Collection entries
========================================

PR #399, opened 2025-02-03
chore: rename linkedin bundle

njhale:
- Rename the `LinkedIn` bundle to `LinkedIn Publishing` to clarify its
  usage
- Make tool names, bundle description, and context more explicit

========================================

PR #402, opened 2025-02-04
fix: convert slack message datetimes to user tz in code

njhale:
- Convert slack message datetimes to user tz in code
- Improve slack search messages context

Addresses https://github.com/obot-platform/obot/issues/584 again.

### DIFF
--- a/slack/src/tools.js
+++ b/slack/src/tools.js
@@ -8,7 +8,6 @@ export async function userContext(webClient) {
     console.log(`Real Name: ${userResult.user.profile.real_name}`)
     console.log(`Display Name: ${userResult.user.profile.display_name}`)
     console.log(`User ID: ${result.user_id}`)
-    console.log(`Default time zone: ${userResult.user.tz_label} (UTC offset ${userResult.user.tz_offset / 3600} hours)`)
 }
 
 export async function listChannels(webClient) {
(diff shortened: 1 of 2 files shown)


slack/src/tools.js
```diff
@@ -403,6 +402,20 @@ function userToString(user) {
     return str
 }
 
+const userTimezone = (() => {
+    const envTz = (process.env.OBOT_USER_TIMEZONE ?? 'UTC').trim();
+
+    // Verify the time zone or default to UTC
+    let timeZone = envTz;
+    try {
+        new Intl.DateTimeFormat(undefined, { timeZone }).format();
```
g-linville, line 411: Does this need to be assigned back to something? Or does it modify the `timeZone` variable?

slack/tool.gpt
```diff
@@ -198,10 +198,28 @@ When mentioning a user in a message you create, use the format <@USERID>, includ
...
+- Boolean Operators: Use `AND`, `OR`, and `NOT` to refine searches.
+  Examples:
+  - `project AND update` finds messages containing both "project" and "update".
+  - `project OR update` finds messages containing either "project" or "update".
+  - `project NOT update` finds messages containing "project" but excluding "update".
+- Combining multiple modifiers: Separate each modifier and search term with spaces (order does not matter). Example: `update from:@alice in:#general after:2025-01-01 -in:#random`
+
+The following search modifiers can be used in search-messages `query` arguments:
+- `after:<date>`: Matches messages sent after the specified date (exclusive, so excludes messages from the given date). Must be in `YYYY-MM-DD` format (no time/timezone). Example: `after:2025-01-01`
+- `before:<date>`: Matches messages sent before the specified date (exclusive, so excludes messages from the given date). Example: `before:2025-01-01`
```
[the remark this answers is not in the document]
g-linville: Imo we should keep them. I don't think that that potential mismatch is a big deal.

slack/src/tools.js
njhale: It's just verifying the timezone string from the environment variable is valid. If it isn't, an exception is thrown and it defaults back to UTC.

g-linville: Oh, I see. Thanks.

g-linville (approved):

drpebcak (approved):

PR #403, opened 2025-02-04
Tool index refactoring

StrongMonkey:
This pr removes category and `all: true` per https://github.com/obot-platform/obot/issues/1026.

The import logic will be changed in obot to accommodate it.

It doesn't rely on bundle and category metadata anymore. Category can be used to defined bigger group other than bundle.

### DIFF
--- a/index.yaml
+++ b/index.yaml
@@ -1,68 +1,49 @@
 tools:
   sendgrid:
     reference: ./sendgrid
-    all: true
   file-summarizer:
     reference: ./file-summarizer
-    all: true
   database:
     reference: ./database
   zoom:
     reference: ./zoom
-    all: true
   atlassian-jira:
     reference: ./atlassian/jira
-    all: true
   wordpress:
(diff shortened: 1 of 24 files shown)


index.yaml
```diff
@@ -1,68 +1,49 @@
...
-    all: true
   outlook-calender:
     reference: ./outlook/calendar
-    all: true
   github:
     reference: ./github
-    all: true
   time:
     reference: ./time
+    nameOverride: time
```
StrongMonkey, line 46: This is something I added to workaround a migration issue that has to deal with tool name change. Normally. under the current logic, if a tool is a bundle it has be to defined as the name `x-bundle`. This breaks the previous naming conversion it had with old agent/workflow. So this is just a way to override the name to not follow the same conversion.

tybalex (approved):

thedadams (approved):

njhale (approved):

========================================

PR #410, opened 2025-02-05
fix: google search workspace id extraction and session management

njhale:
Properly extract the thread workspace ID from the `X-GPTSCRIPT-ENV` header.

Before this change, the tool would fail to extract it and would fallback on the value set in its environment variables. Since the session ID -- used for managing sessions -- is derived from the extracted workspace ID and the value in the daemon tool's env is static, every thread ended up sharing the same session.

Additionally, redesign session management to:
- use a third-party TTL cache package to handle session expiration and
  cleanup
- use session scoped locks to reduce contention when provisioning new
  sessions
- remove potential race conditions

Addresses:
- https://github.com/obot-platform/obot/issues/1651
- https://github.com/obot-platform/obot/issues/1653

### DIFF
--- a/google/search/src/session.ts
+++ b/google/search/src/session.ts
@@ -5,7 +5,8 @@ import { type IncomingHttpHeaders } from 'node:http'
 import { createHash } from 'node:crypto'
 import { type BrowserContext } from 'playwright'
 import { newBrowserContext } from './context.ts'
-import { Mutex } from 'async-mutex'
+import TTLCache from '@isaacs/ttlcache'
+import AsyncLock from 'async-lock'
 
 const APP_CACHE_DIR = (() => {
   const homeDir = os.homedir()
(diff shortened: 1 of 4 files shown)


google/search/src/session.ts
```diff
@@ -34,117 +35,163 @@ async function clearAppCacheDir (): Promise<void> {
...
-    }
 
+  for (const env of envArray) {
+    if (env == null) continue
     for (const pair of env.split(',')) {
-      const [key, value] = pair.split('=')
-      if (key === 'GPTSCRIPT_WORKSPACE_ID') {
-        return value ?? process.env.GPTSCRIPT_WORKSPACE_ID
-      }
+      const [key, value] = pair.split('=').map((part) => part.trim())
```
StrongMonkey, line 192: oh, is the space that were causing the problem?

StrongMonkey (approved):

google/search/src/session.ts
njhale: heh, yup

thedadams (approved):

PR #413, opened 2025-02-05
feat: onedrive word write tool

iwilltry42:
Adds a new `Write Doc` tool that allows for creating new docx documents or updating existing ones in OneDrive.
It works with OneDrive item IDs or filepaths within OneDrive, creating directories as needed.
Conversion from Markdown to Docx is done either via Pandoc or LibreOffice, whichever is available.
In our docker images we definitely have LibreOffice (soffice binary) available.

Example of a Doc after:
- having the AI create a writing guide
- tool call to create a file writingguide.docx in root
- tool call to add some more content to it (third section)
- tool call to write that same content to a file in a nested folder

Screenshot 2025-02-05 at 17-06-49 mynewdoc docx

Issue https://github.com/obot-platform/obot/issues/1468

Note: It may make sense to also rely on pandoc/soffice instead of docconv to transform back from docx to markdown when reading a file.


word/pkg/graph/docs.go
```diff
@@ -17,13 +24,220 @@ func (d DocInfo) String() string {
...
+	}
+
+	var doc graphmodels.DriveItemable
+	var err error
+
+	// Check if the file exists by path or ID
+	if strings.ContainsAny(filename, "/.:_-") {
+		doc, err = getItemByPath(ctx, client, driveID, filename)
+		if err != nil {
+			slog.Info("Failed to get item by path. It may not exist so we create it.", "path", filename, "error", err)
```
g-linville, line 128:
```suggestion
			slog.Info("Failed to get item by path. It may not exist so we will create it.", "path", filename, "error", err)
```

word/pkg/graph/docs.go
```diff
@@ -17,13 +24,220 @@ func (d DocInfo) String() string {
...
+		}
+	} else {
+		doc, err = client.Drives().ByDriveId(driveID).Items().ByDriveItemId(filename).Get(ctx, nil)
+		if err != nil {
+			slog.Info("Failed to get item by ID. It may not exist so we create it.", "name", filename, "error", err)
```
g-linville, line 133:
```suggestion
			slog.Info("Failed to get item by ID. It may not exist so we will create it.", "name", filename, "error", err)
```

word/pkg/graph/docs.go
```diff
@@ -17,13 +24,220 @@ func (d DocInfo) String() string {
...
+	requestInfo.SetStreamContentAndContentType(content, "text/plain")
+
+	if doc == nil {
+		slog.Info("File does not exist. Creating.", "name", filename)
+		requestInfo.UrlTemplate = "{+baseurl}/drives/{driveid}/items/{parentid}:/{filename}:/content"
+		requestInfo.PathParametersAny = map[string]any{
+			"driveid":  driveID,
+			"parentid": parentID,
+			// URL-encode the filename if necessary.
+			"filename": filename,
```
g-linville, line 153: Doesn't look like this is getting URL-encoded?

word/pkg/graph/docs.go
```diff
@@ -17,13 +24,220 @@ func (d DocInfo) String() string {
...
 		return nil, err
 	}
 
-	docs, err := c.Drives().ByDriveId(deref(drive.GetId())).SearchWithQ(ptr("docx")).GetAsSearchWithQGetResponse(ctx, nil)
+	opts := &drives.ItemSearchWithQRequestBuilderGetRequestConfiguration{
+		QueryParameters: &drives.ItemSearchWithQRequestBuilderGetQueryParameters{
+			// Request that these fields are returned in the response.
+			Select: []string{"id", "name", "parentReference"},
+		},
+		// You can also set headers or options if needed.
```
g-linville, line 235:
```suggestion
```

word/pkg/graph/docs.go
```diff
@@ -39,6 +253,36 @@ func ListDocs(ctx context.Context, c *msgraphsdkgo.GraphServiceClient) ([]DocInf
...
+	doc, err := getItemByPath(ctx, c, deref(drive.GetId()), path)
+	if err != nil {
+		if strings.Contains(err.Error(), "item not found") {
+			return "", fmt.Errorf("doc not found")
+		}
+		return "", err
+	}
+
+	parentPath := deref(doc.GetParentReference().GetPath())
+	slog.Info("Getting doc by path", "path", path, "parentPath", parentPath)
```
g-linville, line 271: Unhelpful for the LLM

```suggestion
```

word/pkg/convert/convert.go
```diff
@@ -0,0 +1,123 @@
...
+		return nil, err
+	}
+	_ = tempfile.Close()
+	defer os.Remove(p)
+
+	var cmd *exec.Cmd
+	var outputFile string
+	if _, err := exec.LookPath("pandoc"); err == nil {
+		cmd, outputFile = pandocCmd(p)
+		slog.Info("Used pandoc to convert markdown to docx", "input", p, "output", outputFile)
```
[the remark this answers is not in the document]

========================================

Retype the portion of the data above that starts on the line with "--- a/slack/src/tools.js" and finishes on the line with "g-linville: Imo we", including both of those lines.

SOLUTION FOR THIS PROBLEM:
--- a/slack/src/tools.js
+++ b/slack/src/tools.js
@@ -8,7 +8,6 @@ export async function userContext(webClient) {
     console.log(`Real Name: ${userResult.user.profile.real_name}`)
     console.log(`Display Name: ${userResult.user.profile.display_name}`)
     console.log(`User ID: ${result.user_id}`)
-    console.log(`Default time zone: ${userResult.user.tz_label} (UTC offset ${userResult.user.tz_offset / 3600} hours)`)
 }
 
 export async function listChannels(webClient) {
(diff shortened: 1 of 2 files shown)


slack/src/tools.js
```diff
@@ -403,6 +402,20 @@ function userToString(user) {
     return str
 }
 
+const userTimezone = (() => {
+    const envTz = (process.env.OBOT_USER_TIMEZONE ?? 'UTC').trim();
+
+    // Verify the time zone or default to UTC
+    let timeZone = envTz;
+    try {
+        new Intl.DateTimeFormat(undefined, { timeZone }).format();
```
g-linville, line 411: Does this need to be assigned back to something? Or does it modify the `timeZone` variable?

slack/tool.gpt
```diff
@@ -198,10 +198,28 @@ When mentioning a user in a message you create, use the format <@USERID>, includ
...
+- Boolean Operators: Use `AND`, `OR`, and `NOT` to refine searches.
+  Examples:
+  - `project AND update` finds messages containing both "project" and "update".
+  - `project OR update` finds messages containing either "project" or "update".
+  - `project NOT update` finds messages containing "project" but excluding "update".
+- Combining multiple modifiers: Separate each modifier and search term with spaces (order does not matter). Example: `update from:@alice in:#general after:2025-01-01 -in:#random`
+
+The following search modifiers can be used in search-messages `query` arguments:
+- `after:<date>`: Matches messages sent after the specified date (exclusive, so excludes messages from the given date). Must be in `YYYY-MM-DD` format (no time/timezone). Example: `after:2025-01-01`
+- `before:<date>`: Matches messages sent before the specified date (exclusive, so excludes messages from the given date). Example: `before:2025-01-01`
```
[the remark this answers is not in the document]
g-linville: Imo we should keep them. I don't think that that potential mismatch is a big deal.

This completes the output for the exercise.